# Material for this exercise
PR #4925, opened 2023-08-08
Add logxxx to log comp xxx rewriter where xxx = sigmoid or softmax

lrw04:
The patch adds passes to pnnx's pass_ncnn that rewrites logsigmoid/logsoftmax nodes into compositions of log nodes and sigmoid/softmax nodes.


lrw04:
Note that this is not a templated implementation; it rewrites logsigmoid/logsoftmax nodes only and will not adapt to additions of operators in the future.

lrw04:
I prefer this over making softmax/sigmoid layers also act as logsoftmax/logsigmoid layers since that would be unnatural.

nihui:
please add test for the nn.module style ones

lrw04:
I believe they were already added in the earliest commit, at `/tools/pnnx/tests/ncnn/test_nn_{LogSigmoid.py,LogSoftmax.py}`.

nihui:

PR #4940, opened 2023-08-13
support torch.t to ncnn

XiaBing992:


nihui:

PR #4966, opened 2023-08-21
load bin in a single pass

daquexian:


nihui:

PR #4987, opened 2023-08-27
[wip] onnx coverage (as much as I can)

brightening-eyes:
hello.
I am doing onnx operator coverage for NCNN (as much as I can).


nihui:
Hi, for basic math operation such as erf, please add an op_type to binaryop/unaryop

nihui:
If you are willing to contribute more operator code, please create a separate pull request for each operator

In order to maintain typeid compatibility, the new layer is placed at the end of the list in src/CMakeLists.txt, eg `ncnn_add_layer(Erf)`

brightening-eyes:
hello,
@nihui 
after adding erf and those math stuff to unaryop, how would I add it to onnx2ncnn.cpp? I mean which part of code should I modify to make it compatible?
because when a model gets converted, it complains that it can not find erf, shape, etc.

nihui:
> hello, @nihui after adding erf and those math stuff to unaryop, how would I add it to onnx2ncnn.cpp? I mean which part of code should I modify to make it compatible? because when a model gets converted, it complains that it can not find erf, shape, etc.

It should be like sin
- add op judgment
- convert type
- convert parameters

https://github.com/Tencent/ncnn/blob/0829fa49d3d74e9e8d6b053cc0bef60a06c60bce/tools/onnx/onnx2ncnn.cpp#L3897

https://github.com/Tencent/ncnn/blob/0829fa49d3d74e9e8d6b053cc0bef60a06c60bce/tools/onnx/onnx2ncnn.cpp#L5742

brightening-eyes:
hello.
I got it.
will try my best to implement as much as I can.
I will close this as it might not needed.
@nihui 
thanks for your help.

PR #4988, opened 2023-08-28
Fix potential overflow in determining the datatype

lrw04:
Counterexample: flag = 0x01ff01ff


nihui (approved):

nihui:

PR #5012, opened 2023-09-06
erf implementation

brightening-eyes:
hello.
added erf with its tests and vulkan support.


nihui:

PR #5017, opened 2023-09-09
selu and shufflechannel on x86

wnqn1597:


nihui:

PR #5018, opened 2023-09-09
celu activation

brightening-eyes:
CeLU is one of the operators in onnx, and another activation like relu, prelu, elu and so on.


nihui:
conflicts resolved for https://github.com/Tencent/ncnn/pull/5019 applied

nihui:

# Exercise instructions
Reproduce the listing exactly. Every line stays as it is.

# Answer to the exercise
PR #4925, opened 2023-08-08
Add logxxx to log comp xxx rewriter where xxx = sigmoid or softmax

lrw04:
The patch adds passes to pnnx's pass_ncnn that rewrites logsigmoid/logsoftmax nodes into compositions of log nodes and sigmoid/softmax nodes.


lrw04:
Note that this is not a templated implementation; it rewrites logsigmoid/logsoftmax nodes only and will not adapt to additions of operators in the future.

lrw04:
I prefer this over making softmax/sigmoid layers also act as logsoftmax/logsigmoid layers since that would be unnatural.

nihui:
please add test for the nn.module style ones

lrw04:
I believe they were already added in the earliest commit, at `/tools/pnnx/tests/ncnn/test_nn_{LogSigmoid.py,LogSoftmax.py}`.

nihui:

PR #4940, opened 2023-08-13
support torch.t to ncnn

XiaBing992:


nihui:

PR #4966, opened 2023-08-21
load bin in a single pass

daquexian:


nihui:

PR #4987, opened 2023-08-27
[wip] onnx coverage (as much as I can)

brightening-eyes:
hello.
I am doing onnx operator coverage for NCNN (as much as I can).


nihui:
Hi, for basic math operation such as erf, please add an op_type to binaryop/unaryop

nihui:
If you are willing to contribute more operator code, please create a separate pull request for each operator

In order to maintain typeid compatibility, the new layer is placed at the end of the list in src/CMakeLists.txt, eg `ncnn_add_layer(Erf)`

brightening-eyes:
hello,
@nihui 
after adding erf and those math stuff to unaryop, how would I add it to onnx2ncnn.cpp? I mean which part of code should I modify to make it compatible?
because when a model gets converted, it complains that it can not find erf, shape, etc.

nihui:
> hello, @nihui after adding erf and those math stuff to unaryop, how would I add it to onnx2ncnn.cpp? I mean which part of code should I modify to make it compatible? because when a model gets converted, it complains that it can not find erf, shape, etc.

It should be like sin
- add op judgment
- convert type
- convert parameters

https://github.com/Tencent/ncnn/blob/0829fa49d3d74e9e8d6b053cc0bef60a06c60bce/tools/onnx/onnx2ncnn.cpp#L3897

https://github.com/Tencent/ncnn/blob/0829fa49d3d74e9e8d6b053cc0bef60a06c60bce/tools/onnx/onnx2ncnn.cpp#L5742

brightening-eyes:
hello.
I got it.
will try my best to implement as much as I can.
I will close this as it might not needed.
@nihui 
thanks for your help.

PR #4988, opened 2023-08-28
Fix potential overflow in determining the datatype

lrw04:
Counterexample: flag = 0x01ff01ff


nihui (approved):

nihui:

PR #5012, opened 2023-09-06
erf implementation

brightening-eyes:
hello.
added erf with its tests and vulkan support.


nihui:

PR #5017, opened 2023-09-09
selu and shufflechannel on x86

wnqn1597:


nihui:

PR #5018, opened 2023-09-09
celu activation

brightening-eyes:
CeLU is one of the operators in onnx, and another activation like relu, prelu, elu and so on.


nihui:
conflicts resolved for https://github.com/Tencent/ncnn/pull/5019 applied

nihui:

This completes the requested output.